Metropolitan News-Enterprise


Tuesday, January 8, 2008


Page 3


Retired Judge Bruce Einhorn Joins Alternative Resolution Centers


By a MetNews Staff Writer


Retired Immigration Judge Bruce Einhorn has joined Alternative Resolution Centers as an arbitrator and mediator, the firm said yesterday.

Einhorn was an immigration judge from 1990 to 2007, prior to which he was an attorney at the Justice Department. He became internationally known there during his 11-year stint as chief litigator for the Office of Special Investigations, which identified war criminals of the Word War II era and sought to deport them.

ARC President Amy Newman said Einhorn would concentrate on matters involving civil rights, complex litigation, business law, fee disputes, entertainment,

employment, medical and legal malpractice, products liability, and Title IX, which deals with discrimination by educational institutions.

“Judge Bruce Einhorn is a brilliant man who strives for excellence and achieves success in all of his endeavors,” Newman said in a statement. “He is very well-known, exceptionally accomplished, and his wealth of experience as a judge, litigator and negotiator speaks for itself. It’s the perfect recipe for success as a private neutral.”

Einhorn said in a release:

“I am privileged and excited to join forces with ARC and my colleagues in the legal community to apply alternative dispute resolution to 21st Century challenges.

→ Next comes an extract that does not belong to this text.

PR #577, opened 2016-09-29
Live Algorithm Management with QC Api v2

andrewhart098:
This PR expands the C# wrapper for the QuantConnect Api v2 to enable the creation and management of algorithms deployed live on QuantConnect.  Classes are added that allows the configuration of live algorithms to trade using specific brokerages: Interactive Brokers, Tradier, Oanda and FXCM.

The more we can fairly and efficiently resolve matters outside our courtrooms, the more we can advance the quality of life for people and businesses.”

Einhorn’s best-known case as an IJ was that of the “L.A. 8”— seven Palestinians and the Kenyan wife of one of the seven, who were arrested in January 1987 and accused of involvement with the Popular Front for the Liberation of Palestine, a faction within the Palestine Liberation Organization.

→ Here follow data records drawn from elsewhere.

PR #580, opened 2016-09-30
Feature/daily quotes

fbertram:
these changes implement download of daily quotes for the Google downloader. The code includes 2 workarounds worth mentioning:

(1) Google seems to taint their data by replacing some quotes with '-'. The code tries its best to put reasonable values in, but of course cannot recover what was really lost here.

(2) Google does not recognize SPY, but requires NYSEARCA:SPY instead. There is a function for translating this, I am sure there will be a dict requires at some point in the future.

Cheers, Felix

### DIFF
--- a/ToolBox/GoogleDownloader/GoogleDataDownloader.cs
+++ b/ToolBox/GoogleDownloader/GoogleDataDownloader.cs
@@ -50,11 +50,9 @@ namespace QuantConnect.ToolBox.GoogleDownloader
                 case Resolution.Minute:
                 case Resolution.Hour:
                     return GetMinuteOrHour(symbol, resolution, startUtc, endUtc);
-                    break;
 
                 case Resolution.Daily:
                     return GetDaily(symbol, resolution, startUtc, endUtc);
-                    break;
 
                 default:
                     throw new NotSupportedException("Resolution not available: " + resolution);
@@ -240,7 +238,7 @@ namespace QuantConnect.ToolBox.GoogleDownloader
                 return "NYSEARCA:SPY";
             }
 
-            return symbol;
+            return symbol.Value;
         }
     }
 }
--- a/ToolBox/GoogleDownloader/GoogleDataDownloader.cs
+++ b/ToolBox/GoogleDownloader/GoogleDataDownloader.cs
@@ -207,17 +207,6 @@ namespace QuantConnect.ToolBox.GoogleDownloader
             return epoch.AddSeconds(unixTime);
         }
 
-        private static string ConvertTicker(Symbol symbol)
-        {
-            // FIXME: this is a hack to make sure google finds our index:
-            if (symbol.Value == "SPY")
-            {
-                return "NYSEARCA:SPY";
-            }
-
-            return symbol.Value;
-        }
-
         /// <summary>
         /// Get historical data enumerable for a single symbol, type and resolution given this start and end time (in UTC).
         /// </summary>
--- a/ToolBox/GoogleDownloader/GoogleDataDownloader.cs
+++ b/ToolBox/GoogleDownloader/GoogleDataDownloader.cs
@@ -29,36 +29,6 @@ namespace QuantConnect.ToolBox.GoogleDownloader
     /// </summary>
     public class GoogleDataDownloader : IDataDownloader
     {
-        /// <summary>
-        /// Get historical data enumerable for a single symbol, type and resolution given this start and end time (in UTC).
-        /// </summary>
-        /// <param name="symbol">Symbol for the data we're looking for.</param>
-        /// <param name="resolution">Resolution of the data request</param>
-        /// <param name="startUtc">Start time of the data in UTC</param>
-        /// <param name="endUtc">End time of the data in UTC</param>
-        /// <returns>Enumerable of base data for this symbol</returns>
-        public IEnumerable<BaseData> Get(Symbol symbol, Resolution resolution, DateTime startUtc, DateTime endUtc)
-        {
-            if (symbol.ID.SecurityType != SecurityType.Equity)
-                throw new NotSupportedException("SecurityType not available: " + symbol.ID.SecurityType);
-
-            if (endUtc < startUtc)
-                throw new ArgumentException("The end date must be greater or equal than the start date.");
-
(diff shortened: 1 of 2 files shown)


ToolBox/GoogleDownloader/GoogleDataDownloader.cs
```diff
@@ -44,21 +39,122 @@ public class GoogleDataDownloader : IDataDownloader
...
+                    columns[3] != "-" ? (Decimal?)columns[3].ToDecimal() : null,
+                    columns[4] != "-" ? (Decimal?)columns[4].ToDecimal() : null
+                };
+
+                // let's try hard to fix any issues as good as we can
+                // this code assumes that there is at least 1 good value
+                if (ohlc[1] == null) ohlc[1] = ohlc.Where(val => val != null).Max();
+                if (ohlc[2] == null) ohlc[2] = ohlc.Where(val => val != null).Min();
+                if (ohlc[0] == null) ohlc[0] = ohlc.Where(val => val != null).Average();
+                if (ohlc[3] == null) ohlc[3] = ohlc.Where(val => val != null).Average();
```
mchandschuh: I would be reluctant to improvise data. How often does this happen?

ToolBox/GoogleDownloader/GoogleDataDownloader.cs
```diff
@@ -134,5 +230,15 @@ private static DateTime FromUnixTime(long unixTime)
             return epoch.AddSeconds(unixTime);
         }
 
+        private static string ConvertTicker(Symbol symbol)
+        {
+            // FIXME: this is a hack to make sure google finds our index:
+            if (symbol.Value == "SPY")
+            {
+                return "NYSEARCA:SPY";
```
mchandschuh: Is it only SPY that behaves this way?  How did it work before without this?

ToolBox/GoogleDownloader/GoogleDataDownloader.cs
```diff
@@ -27,13 +29,6 @@ namespace QuantConnect.ToolBox.GoogleDownloader
     /// </summary>
     public class GoogleDataDownloader : IDataDownloader
     {
-        // q = SYMBOL
-        // i = resolution in seconds
-        // p = period in days
-        // ts = start time
-        // Strangely Google forces CHLO format instead of normal OHLC.
-        private const string UrlPrototype = @"http://www.google.com/finance/getprices?q={0}&i={1}&p={2}d&f=d,c,h,l,o,v&ts={3}";
-
```
mchandschuh: Looks like we just moved this somewhere else in the file, obfuscating the diff a little bit.

ToolBox/GoogleDownloader/GoogleDataDownloader.cs
```diff
@@ -44,21 +39,122 @@ public class GoogleDataDownloader : IDataDownloader
...
+
+            // Create the Google formatted URL.
+            var url = string.Format(UrlPrototypeDaily, ConvertTicker(symbol), startdate, enddate);
+
+            // Download the data from Google.
+            string[] lines;
+            using (var client = new WebClient())
+            {
+                var data = client.DownloadString(url);
+                lines = data.Split('\n');
```
mchandschuh: I don't think this is an issue, but as a rule of thumb it is typically better to not directly split by lines, but instead use a stream reader and iterate by lines. In this case I suspect the 'file' is small enough that it doesn't matter, so this is just food for thought :)

ToolBox/GoogleDownloader/GoogleDataDownloader.cs
fbertram: moved privates to top of file.

ToolBox/GoogleDownloader/GoogleDataDownloader.cs
fbertram: thanks for the feedback, I actually copied this from the original routine. A typical download might be about 10 years, resulting in 2,500 lines here. Left code as is.

ToolBox/GoogleDownloader/GoogleDataDownloader.cs
fbertram: I am not sure what Google does here, I see this about 20 times in 20 years. I agree with your concerns, and it makes me cringe too.
I see the following options:
(1) drop the bar, which will have some side effects.
(2) fill missing values with zero. this might trigger quite erratic reactions in an algorithm.
(3) try to repair. while this is not ideal, I feel that this creates the least amount of side effects

Left code as is, in the spirit of providing the best simulation we can. Basically, we have to admit that downloading data from Google is not ideal. The data from Yahoo are better, but they are not adjusted...

ToolBox/GoogleDownloader/GoogleDataDownloader.cs
fbertram: I was seeing client.DownloadString failing and not returning any content, but can no longer reproduce this. I have removed this routine for now. Not sure why the patient has healed itself, this may or may not be related to the '-' issue discussed above.

ToolBox/GoogleDownloader/GoogleDataDownloader.cs
```diff
@@ -28,37 +30,101 @@ namespace QuantConnect.ToolBox.GoogleDownloader
...
+                // date = 20160927
+                var day = DMY[0].ToInt32();
+                var month = (int)Enum.Parse(typeof(ConvertMonths), DMY[1]);
+                var year = (DMY[2].ToInt32() > 70) ? 1900 + DMY[2].ToInt32() : 2000 + DMY[2].ToInt32();
+                var time = new DateTime(year, month, day, 0, 0, 0);
+
+                // occasionally, the columns will have a '-' instead of a proper value
+                List<Decimal?> ohlc = new List<Decimal?>()
+                {
+                    columns[1] != "-" ? (Decimal?)columns[1].ToDecimal() : null,
```
jaredbroad: Could you please make this log an error message when a null appears? Log.Error() with the date and price that google returned so consumer knows its an invalid point.

fbertram: done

They did not dispute allegations that the PFLP was involved in terrorist activities between 1984 and 1986, but said their support for Palestinian causes was political and humanitarian only and that they did nothing to further terrorism.

The case came to an end in October when the last two of those charged reached an agreement with the government, giving up their right to apply for citizenship for at least three years and rendering moot Einhorn’s orders finding the government guilty of misconduct warranting dismissal, in exchange for which the government dismissed all charges and agreed not to seek removal of either of the men in the future based on any of their political activities or associations.

The litigation had tested the extent to which aliens residing in the Unites States may exercise the rights of U.S. citizens. In ordering dismissal, Einhorn said the government had repeatedly failed to comply with discovery orders, and that “[t]he attenuation of these proceedings is a festering wound on the body of these respondents and an embarrassment to the rule of law.”

Einhorn is also known for his leadership and activism in the Anti-Defamation League, his teaching at Pepperdine University School of Law—where he was awarded the David McKibben Excellence in Teaching Award as outstanding adjunct faculty members, and his work as a Hollywood scriptwriter and consultant on movies and television shows.

He was largely the basis for the character of the OSI prosecutor in the motion picture The Music Box, starring Jessica Lange, and served as a senior advisor to Steven Spielberg’s Survivors of the Shoah Visual History Foundation.

He has also been honored by the State Bar of California, the Bah’ai community in Southern California; the Arab American and Iran-American bar associations,  and the Israeli government.

Einhorn is a frequent lecturer and legal education seminar leader for national and international organizations on the topics of immigration law and reform and health care law and medical malpractice. He is the author of articles and op-ed pieces on human rights and related topics.